The bar authorities turned to the bar exam to head these incursions off at the pass. By 1920 correspondence law students had largely been banned from even sitting for the exam without more education in a traditional law school. Night school graduates were still allowed to take the bar, but the questions set by the state examiners gradually shifted from being short answer memory testers to case hypotheticals like those debated in the elite day law schools where the bar-oriented night students could not and did not go. This trend accelerated after 1925, when 99 percent of bar candidates from Suffolk Law School, Boston’s leading evening law program, passed the Massachusetts bar, as opposed to just 62 percent of the case method-educated Harvard men. Harvard successfully pressured the Massachusetts legislature for a retest, claiming fraud. Ninety-nine percent of the Suffolk candidates passed again.

The reworking and mainstreaming of case-based written bar examinations in the 1920s coincided with efforts by nativist bar association leaders to limit bar access by immigrants and minorities at other points.
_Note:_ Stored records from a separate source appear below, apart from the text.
PR #2649, opened 2018-09-06
Fix i18n translation for Store link in admin header for `fr`

### LINKED ISSUE #2632: Wrong translation on backoffice header
## Description
On English menu the top right link in back office is "store" and sends to the store (front office)
untitled presentation 1

On French instance this is automatically translated by Spree, there is no string in Transifex, and it's wrongly translated by "Enregistrer" (=save) which is pretty confusing. And users don't know they can go to the store when they click on it.

untitled presentation

## Steps to Reproduce
Go to any non English back office page.

## Severity
S4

The American Bar Association Root Report of 1921 strenuously insisted that law schools only admit students who had completed two years of college. Fearing that even admission to law school by college grades would result in an “inferior student body ethically and socially”, as the Yale Law dean of the time delicately put it, Yale and Columbia law schools experimented with proto-LSAT “aptitude tests” for prospective students that grew directly out of the eugenics movement and the overtly discriminatory Army Intelligence Test developed for the US Army in World War I.

Support for more rigorous written bar exams only increased during the 1930s as many American lawyers struggled for economic survival in the midst of another “Great Depression.” Bar exam pass rates in most states suddenly dropped without any indication that contemporary bar applicants were any less talented. Leaders in the growing professional push to place permanent boards of bar examiners in every state bemoaned “overcrowding” at the bar and grandly promised to turn back what one prominent organizer called “the horde of unqualified applicants.” In 1931, their campaign led to the creation of the National Conference of Bar Examiners, which immediately assumed a leading role in coordinating state bar exam exercises. Decades later, the NCBE would enthusiastically spawn the MPRE, the MBE, and other multi-jurisdictional tests that literally piled bar exam upon bar exam for the unfortunate law students subjected to them.

In the 21st century, the bar exam has become even more burdensome and more exclusionary. Bar fees and the costs of commercial bar prep courses are much more expensive now than they were in previous decades, indirectly and directly sustaining an entire “assessment-industrial complex” of bar review companies. In the meantime, the bar exam has explicitly extended its disciplinary reach into law schools themselves. After 2008 more and more schools found themselves under pressure from cost-conscious big law firms to deliver “practice-ready” lawyers to the marketplace. By definition, lawyers could not be practice-ready if they could not pass the bar. Bar passage rates became key criteria of concern in the US News law school rankings, and increasingly became evaluative lodestars for deans and faculties. The American Bar Association itself began to make noises about withdrawing or withholding accreditation from law schools that did not achieve a certain bar passage rate.  Law students have meanwhile felt the bar breathing down their necks in other ways.

Is this now the time that the Bar Exam is evaluated?  Professional certification of lawyers in the public interest need not be abandoned. But is the bar exam still the answer? Diploma privilege offers an alternative path, but is it the correct path?  Should we instill the residency method that New York is temporarily offering?    A combination of them all  – what do you think should be the future?